Our call is to Go! To Move On!  To lift and heal, feed and comfort, confront... and yes, even turn over tables when that is the only thing left to get their attention!  Oh, I know. Raised voices and turned over tables... not very stoically Lutheran.  Not too properly Episcopalian. Does GOING and DOING ALL of what Jesus did… have to include the hard bits?  “Yes” Jesus tells us...  GO! Go, make disciples of all nations, baptizing them in the name of the Father and of the Son and of the Holy Spirit, and teaching them to obey everything that I have commanded you. GO! Take a step! Move on!  That step might turn out to be right!  … Or wrong.  But it is our Baptisms that free us to GO! To step out right... or wrong but to KNOW either way that we remain forever intimately connected to Father, Son, and Holy Spirit! So, Move on! As Sondheim says, the choice you make may turn out to be mistaken. The choosing is not. You have to move on. Look at what you want. Not as where you are, Not at what you’ll be.

To Go!  To Move On!  I know it is hard!  I am sure that you, like me, would rather KNOW what to do next, not just guess.  To figure it out BEFORE we commit to that first step. You, I am sure, like me want to do RIGHT by George Floyd, Breonna Taylor, and David McAtee as well as the centuries old pile of broken black and brown bodies that this country has knelt on to death... the pile of black and brown bodies that are buried in the foundation of this “land of the free” and “home of the brave.”  All of those black and brown lives... They DESERVE our next step to be a RIGHT step. I… we… literally owe it to them to step RIGHT so I don’t want to make a WRONG step... but how CAN we know?

Jesus teaches us in this lesson that we can not know.  But we still must Go.  I know, we want to do justice RIGHT… to love kindness RIGHT… to walk humbly RIGHT… but Jesus commands us, his beloved Baptized disciples, not to wait until we are sure we will get it RIGHT because if we wait to be sure we are RIGHT we will simply never Go.  So Jesus says GO! Move On!  Take a step!  Go and do your best to bind the whole world to God’s promise that love is stronger than hate and life is stronger than death.

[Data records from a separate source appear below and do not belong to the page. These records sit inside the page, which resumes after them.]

PR #3868, opened 2026-05-25
[glue] Nits

patrick-ogrady:
Related: #3381

## TODO
- [ ] improve crate description

### DIFF
--- a/storage/src/qmdb/sync/compact.rs
+++ b/storage/src/qmdb/sync/compact.rs
@@ -72,8 +72,12 @@ use commonware_codec::{
 };
 use commonware_cryptography::{Digest, Hasher};
 use commonware_parallel::Strategy;
-use commonware_runtime::{Buf, BufMut, Clock, Metrics, Storage};
-use commonware_utils::{sync::AsyncRwLock, Array};
+use commonware_runtime::{Buf, BufMut, Clock, Metrics, Storage, Supervisor};
+use commonware_utils::{
+    channel::{fallible::OneshotExt, oneshot},
+    sync::AsyncRwLock,
+    Array,
+};
 use std::{future::Future, num::NonZeroU64, sync::Arc};
 
 /// Compact-sync target for a compact-storage database.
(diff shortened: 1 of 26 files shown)


storage/src/qmdb/sync/compact.rs
```diff
@@ -334,49 +373,81 @@ where
...
-        .map_err(Error::Resolver)?;
-
-    if state.leaf_count != target.leaf_count {
-        return Err(Error::Engine(EngineError::UnexpectedLeafCount {
-            expected: target.leaf_count,
-            actual: state.leaf_count,
-        }));
-    }
+    loop {
+        let FetchResult { state, success_tx } = config
```
patrick-ogrady, line 377: If we don't preserve the success_tx here, we won't be able to block a peer that is serving us invalid proofs?

I'm not clear enough on whether we would retry in this case but if not, we'd also halt here.

commonware-llm:
Follow-up review fixes addressed in this checkout:

- Compact P2P invalid-state feedback: compact sync now reports downstream validation failure through the resolver feedback path, so a peer that serves a valid final commit proof with bad frontier pins is treated as invalid instead of accepted before root reconstruction.
- Compact P2P cancellation: dropped compact-state requests now enqueue `CancelState`; the actor prunes closed subscribers and cancels the generic resolver fetch when the last waiter is gone.
- Rewind-window safety: database sets now expose finite rewind depth and stateful startup asserts `max_pending_acks` does not exceed what the DB can rewind across.
- Startup sync handoff: the sync anchor block is acknowledged without re-finalizing, while the first post-sync finalized block is handed off and persisted normally.
- Syncer observation barrier: finalized blocks are not acknowledged merely because their target update was enqueued; the caller waits until the live sync coordinator records the update, retrying if sync completes first.
- No-op target updates: single and tuple state sync now advance anchor/generation without sending duplicate per-DB target updates when the target is unchanged.
- Tuple startup recovery rewind: only DBs whose committed target differs from marshal's target are rewound, avoiding unnecessary rewind of already-aligned DBs.
- Processor cancellation: initial ancestry reads in propose/verify are cancellation-aware, so dropped response receivers do not pin processor work waiting on ancestry.
- Sync target authentication: `matches_sync_target` now checks the full target contract, not only root equality. Replay wrappers verify range start/end, compact wrappers verify leaf count, and current wrappers verify ops root, witness, and range.

Verification run locally:

- `just test -p commonware-glue stateful::db::compact_p2p`
- `cargo fmt --check` (passes with the existing stable-rustfmt warnings about unstable import grouping options)
- `git diff --check`

PR #3869, opened 2026-05-25
[runtime/storage/iouring] serialize storage operations

andresilva:
We need to serialize all operations on the storage namespace, otherwise a successful `remove()` can be followed immediately by a `scan()` that still finds the same blob name, or a concurrent `open()` can recreate a blob after `remove_file()` succeeds but before `remove()` returns. This is the exact same thing we do in the tokio backend.

I didn't write a test for this since it's a bit tricky (and backend-specific) to create the race condition.


patrick-ogrady (approved):
very nice

PR #3873, opened 2026-05-26
[storage/index] Move pointer into cursor state

danlaine:
Follow up to #3760.

## Summary

Refines the in-place `Cursor` rewrite from #3760 by lifting the `prev` and `current` pointers into the `State` enum. Each state variant now owns exactly the pointers it needs, so the contract previously enforced by runtime asserts becomes compile-time.

## Motivation

The post-#3760 `Cursor` encodes "do I have a live record under the cursor?" in three correlated places:

```rust
struct Cursor { state: State, prev: Option<NonNull<_>>, current: Option<NonNull<_>>, ... }
enum State { NeedNext, Active, Done, EntryRemoved }
```

with `update`/`insert`/`delete` each containing the same pattern:

```rust
match self.state { State::Active => {}, _ => panic!(...) }
assert!(self.current.is_some(), "Active state requires current");
let current = self.current.unwrap();
self.record_mut(current). …
```

The invariant *"`Active` implies `current.is_some()`"* is documented, asserted at runtime, and unwrapped — the compiler could enforce these checks on its own. Likewise the `insert(Done)` branch guards with `self.current.or(self.prev)`, even though every path into `Done` leaves `current` populated, so the `.or` fallback is dead code.

## Changes

Move the pointers into the variants:

```rust
enum State<V> {
    NeedNext { from: Option<NonNull<Record<V>>> },
    Active   { current: NonNull<Record<V>>, prev: Option<NonNull<Record<V>>> },
    Done     { tail: NonNull<Record<V>> },
    EntryRemoved,
}
```

and drop the standalone `prev` / `current` struct fields. Each variant carries only the pointers meaningful to that state, and `Active`'s `current` is a non-Option `NonNull` — the type system now enforces what the assert was checking.

### DIFF
--- a/storage/src/index/storage.rs
+++ b/storage/src/index/storage.rs
@@ -38,39 +38,50 @@ const MUST_CALL_NEXT: &str = "must call Cursor::next()";
 /// Panic message shown when `update()` or `delete()` is called after [Cursor] has returned `None`.
 const NO_ACTIVE_ITEM: &str = "no active item in Cursor";
 
-#[derive(PartialEq, Eq)]
-enum State {
+/// Position of the [Cursor] within the linked list owned by its entry.
+enum State<V: Eq + Send + Sync> {
     /// Before first `next()` call, or immediately after `insert()`/`delete()`.
-    NeedNext,
-    /// `next()` returned a value; `update()`/`delete()` are valid.
-    Active,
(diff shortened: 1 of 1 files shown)


roberto-bayardo:
nice!

PR #3876, opened 2026-05-26
[storage/index] Deduplicate `Cursor`

danlaine:
`storage::index::unordered` and `storage::index::ordered` each define a `pub struct Cursor<'a, K, V>` newtype around the shared `storage::Cursor` implementation. Each newtype carries a `new` constructor and a five-method `CursorTrait` impl whose every method is a single-line delegation to `self.inner.<method>()`.

This PR replaces both newtypes with `pub type` aliases. The aliases name the same concrete type the wrappers used to wrap; the trait impl already exists on the underlying `storage::Cursor` and applies through the alias.

### DIFF
--- a/storage/src/index/ordered.rs
+++ b/storage/src/index/ordered.rs
@@ -41,49 +41,8 @@ impl<K: Ord + Send + Sync, V: Eq + Send + Sync> IndexEntry<V>
     }
 }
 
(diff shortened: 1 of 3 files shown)


patrick-ogrady (approved):
nice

GO! Do your best in each moment to teach the world the Jesus Way of Abundant life for all of creation by living as examples of that Way, that Truth, that Life.  And as you GO, loaded down with doubt and fear along with your genuine intention to do it RIGHT... REMEMBER... with every shaky, doubt laden step you take toward God’s promise... with ever fear filled step you take to lift the least, the lost, and the last...  Jesus is with you... ALWAYS... always... always, to the end of the age. Amen.